Старик снял кепку и, недоумевая, посмотрел на собеседника в плаще и шляпе. Несколько минут они сидели молча. Не сговариваясь, начали ухаживать за костром, словно боялись, что угаснет в нём жизнь.
* * *
Мы ждали свой теплоход, который увезёт нас к новым берегам, но он стоял в тумане. Мы спешили увидеть другие страны, мы спешили жить, делать ошибки, исправлять их, поэтому не слушали чужих советов. У нас были трудовые книжки, паспорта. Мы убегали от верхового пожара, зарывались в болотный мох. Мы летали на вертолётах над таёжными реками и озёрами. Мы встречались с медведями нос к носу. Звери убегали от огня, а мы шли ему навстречу, засыпая песком, окапывая очаги пожарищ.
…Вчера до одури играли в карты в зальчике поселкового аэропорта, ожидая лётной погоды, но прогноз был неутешительным. Устали от безделья. Четвёртый день шёл с перерывами нудный дождь. Возникла идея добраться до райцентра на теплоходе. Нам с Василием дальше и не нужно. Мы должны оформлять документы в военкомате. Районный военный комиссар ещё зимой соблазнил нас возможностью получить высшее образование лишь за четыре года, стать офицерами, а после службы можно очень рано выйти на пенсию и работать на гражданке механиками. О пенсии не думали, а вот хотели получить высшее образование и стать военными. О службе думали, а тут возникла возможность – учиться и служить. Одновременно! Было бы глупо не воспользоваться таким предложением.
Сашка и Колька сказали, что категорически отказываются от службы, ходить строем не будут никогда, ведь станут военными медиками. Учились они отлично. Потому что нигде не работали постоянно. У нас в классе немного было девушек и парней, имевших нормальную постоянную работу. Коля Комаров был сплавщиком, мой друг Иван Скадин отслужил в армии и крутил баранку лесовоза. Его жена – Валентина Петровна преподавала нам историю и обществоведение. Да, ещё Галя Вербицкая трудилась в конторе леспромхоза счетоводом-нормировщиком.
3.
После окончания пожароопасного сезона наш десант какое-то время помогал лесникам нарезать визиры для отвода лесных массивов под рубку. Начались морозы. Я оказался в гараже, так как смог внятно ответить на вопросы главного инженера.

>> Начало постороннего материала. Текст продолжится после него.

PR #239, opened 2022-06-20
Feature/route usb light

electricfungi:
Route USB light so we can export and order

### DIFF
--- a/designs/usb-light.stanza
+++ b/designs/usb-light.stanza
@@ -16,6 +16,17 @@ defpackage ocdb/designs/usb-light :
 
 val BOARD-SHAPE = RoundedRectangle(25.0, 25.0, 0.25)
 
+defn get-pad-pose (obj:JITXObject, pad-ref:String) : 
+  get-pad-pose(obj, pad-ref, false) 
+
+defn get-pad-pose (obj:JITXObject, pad-ref:String, pad-num:Int|False) -> Pose: 
+  val landpattern-pads = pads( landpattern(instance-definition(obj)) )
+  match(pad-num) :
+    (pad-num:Int) :
+      pose(find!({ref(_) == Ref(pad-ref)[pad-num]}, landpattern-pads))
+    (pad-num:False) :
+      pose(find!({ref(_) == Ref(pad-ref)}, landpattern-pads))
+
 defn led-circuit-resistance (vbus:Double, forward-voltage:Double, current:Double, num-leds:Int) -> Double :
   (vbus - (forward-voltage * (to-double(num-leds) )) ) / current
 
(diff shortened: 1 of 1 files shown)


designs/usb-light.stanza
```diff
@@ -31,15 +43,75 @@ pcb-module main-board:
...
+    val net-id2 = make-net( to-symbol(net-name2), [(res[i].p[1])])
+    net (net-id2 led[i + 4].c)
+
     net (gnd res[i].p[2])
-    place(led[i + 4]) at loc(-2.5, 5.0 * to-double(i) - 7.5, 90.0) on Top
-    place(led[i]) at loc(-7.5, 5.0 * to-double(i) - 7.5, 90.0) on Top
-    place(res[i]) at loc(2.5, 5.0 * to-double(i) - 7.5, 90.0) on Top
-  place(conn) at loc(10.75, 0.0, 90.0) on Top
+    ; place p5v track stub
+    val led-5v-x1 = x(led-i-point) - y(center(get-pad-pose(((led[i])), "a")))
```
fgreen, line 68: This (and basically every point computed below) looks like it's subtracting an x coordinate from a y coordinate. This is usually an indicator that something is wrong. I'm assuming this design works, but I'm suspicious that this would break if you did something like change the spacing between rows. Do you know why you need to mix coordinates here?

designs/usb-light.stanza
```diff
@@ -31,15 +43,75 @@ pcb-module main-board:
...
+    println("%_ %_ %_ " % [led-5v-x1 x(led-i-point)  y(center(get-pad-pose(((led[i])), "a"))) ])
+    val led-5v-y1 = y(led-i-point) 
+    geom(p5v) :
+      copper(LayerIndex(0)) = Line(trace-thickness, [ Point(led-5v-x1, led-5v-y1), Point(led-5v-x1 - 2.0, led-5v-y1) ])
+    ; place p5v track 
+      if i != 0 :
```
fgreen, line 74: Tiny nitpick, but using `i == 0` here and swapping the two clauses here might make this a tiny bit clearer. As a general rule it's better to avoid negation.

designs/usb-light.stanza
```diff
@@ -31,15 +43,75 @@ pcb-module main-board:
...
+        copper(LayerIndex(0)) = Line(trace-thickness, [Point(led-5v-x1 - 2.0, led-5v-y1) Point(led-5v-x1 - 2.0, led-5v-y1 - 5.0) ])      
+      else :
+        copper(LayerIndex(0)) = Polyline(trace-thickness, [Arc(Point(led-5v-x1 - 2.0, led-5v-y1), Point(-9.5, -9.5), Point(-8.0, -10.0))])
+
+    ; place track between the LEDs
+    val led-5v-x2 = x(led-i-point) - y(center(get-pad-pose(((led[i])), "c")))
+    val led-middle-x1 = x(led-i4-point) - y(center(get-pad-pose(((led[i + 4])), "a")))
+    println("led-5v-x2 %_" % [led-5v-x2])
+    geom(net-id1) :
+      copper(LayerIndex(0)) = Line(trace-thickness, [ Point(led-5v-x2, led-5v-y1), Point(led-middle-x1, led-5v-y1) ])
```
fgreen, line 84: Probably could add this definition earlier in the file: 
```
defn pad-center(part:JITXObject, pad-name:String) -> Point:
    center(get-pad-pose(part, pad-name))
```
Then this ought to become something like:
```suggestion
      copper(LayerIndex(0)) = Line(trace-thickness, [ pad-center(led[i], "c"), pad-center(led[i+4], "a")] )
```
But the coordinate mixing issue makes me wonder if something is going wrong here.

designs/usb-light.stanza
```diff
@@ -31,15 +43,75 @@ pcb-module main-board:
...
+        copper(LayerIndex(0)) = Line(trace-thickness, [Point(5.0, led-5v-y1) Point(5.0, led-5v-y1 - 5.0) ])
+  val conn-point = Point(10.75, 0.0)
+  place(conn) at loc(conn-point, 90.0) on Top
+  val conn-pin-x = x(conn-point) - y(center(get-pad-pose(((conn)), "p",1)))
+  val conn-gnd-y = y(conn-point) + x(center(get-pad-pose(((conn)), "p",5)))
+  val conn-p5v-y = y(conn-point) + x(center(get-pad-pose(((conn)), "p",1)))
+  geom(p5v) :
+    copper(LayerIndex(0)) = Line(trace-thickness, [ Point(5.7, conn-p5v-y), Point(conn-pin-x, conn-p5v-y) ])
+    copper(LayerIndex(0)) = Line(trace-thickness, [ Point(5.7, -8.0), Point(5.7, conn-p5v-y) ])
+    ; copper(LayerIndex(0)) = Line(trace-thickness, [ Point(5.7, -10.0), Point(-8.0, -10.0) ])
```
fgreen, line 106: I'd remove this or explain why it's here
```suggestion
```

designs/usb-light.stanza
```diff
@@ -31,15 +43,75 @@ pcb-module main-board:
...
+          copper(LayerIndex(0)) = Polyline(trace-thickness, [Point(-8.0, -10.0), Arc(Point(4.2, -10.0), Point(5.4, -9.0), Point(5.7, -8.0))])
+
+  geom(gnd) :
+    copper(LayerIndex(0)) = Line(trace-thickness, [ Point(5.0, conn-gnd-y), Point(conn-pin-x, conn-gnd-y) ])
+    copper-pour(LayerIndex(0), isolate = 0.1, rank = 1) = RoundedRectangle(6.0, 6.5, 1.0, loc(conn-point,0.0))
+    ; place(copper-pour(LayerIndex(0), isolate = 0.1, rank = 1) = RoundedRectangle(5.0, 7.0, 1.0)) at loc(conn-point,0.0) on Top
```
fgreen, line 112: I'd remove this or explain why it's here
```suggestion
```

fgreen (commented):
I left some comments about small things that might improve readability.

My only real concern is that x and y coordinates are being subtracted from each other. That's usually not a good sign so I'm wondering what's going on there. I'd like to try to run this design myself and see if I can see what's going on.

designs/usb-light.stanza
electricfungi: I agree a higher order function would be desirable. But it belongs in utils. This proposed function doesn't address the coordinate mixing issue. I'd like to put off developing higher order functions for another PR, maybe after we've identified a few more cases.

designs/usb-light.stanza
electricfungi: removed

designs/usb-light.stanza
electricfungi: removed

designs/usb-light.stanza
```diff
@@ -31,15 +43,75 @@ pcb-module main-board:
   val vbus-voltage = (nom-value(recommended-voltage(property(conn.VCC.power-pin)))) as Double
   val exact-resistance = led-circuit-resistance(vbus-voltage, property(led[0].forward-voltage), property(led[0].test-current), 2)
   inst res : gen-res-cmp(closest-std-val(exact-resistance,5.0), "0603")[4]
+  val trace-thickness = 0.254
   for i in 0 to 4 do :
```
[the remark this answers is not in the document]
electricfungi: updated

designs/usb-light.stanza
```diff
@@ -31,15 +43,75 @@ pcb-module main-board:
...
+    ; place parts
+    val led-i4-point = Point(-2.5, 5.0 * to-double(i) - 7.5)
```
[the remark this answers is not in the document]
electricfungi: changed to left and right

designs/usb-light.stanza
electricfungi: Yea this looks a little funny. get-pad-pose returns the pad pose in relation to the center of the component. Here, the components are placed rotated 90 degrees. So to find the shift X in relation to the pad to the board, I take the shift y of the pad to the component then apply that to the x of the component to the board. I think these kinds of functions highlight an opportunity to build higher order functions for this type of behavior.

designs/usb-light.stanza
electricfungi: ok

fgreen (approved):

Наша городская школа была одной из пятисот, перешедших на одиннадцатилетнее образование. Мы профессионально ориентировались, проходили производственную практику на машиностроительном заводе. Класс разделился на группы – токарей, слесарей и электрослесарей. А мы с Сергеем Ерохиным хотели стать модельщиками, изготавливать из дерева сложные модели для отливки деталей. Но такую группу не смогли набрать. Нас оказалось только двое. Сергей ушёл в школу рабочей молодёжи и стал учеником токаря.
Мы работали на машзаводе один раз в неделю по укороченному дню, но денег нам не платили.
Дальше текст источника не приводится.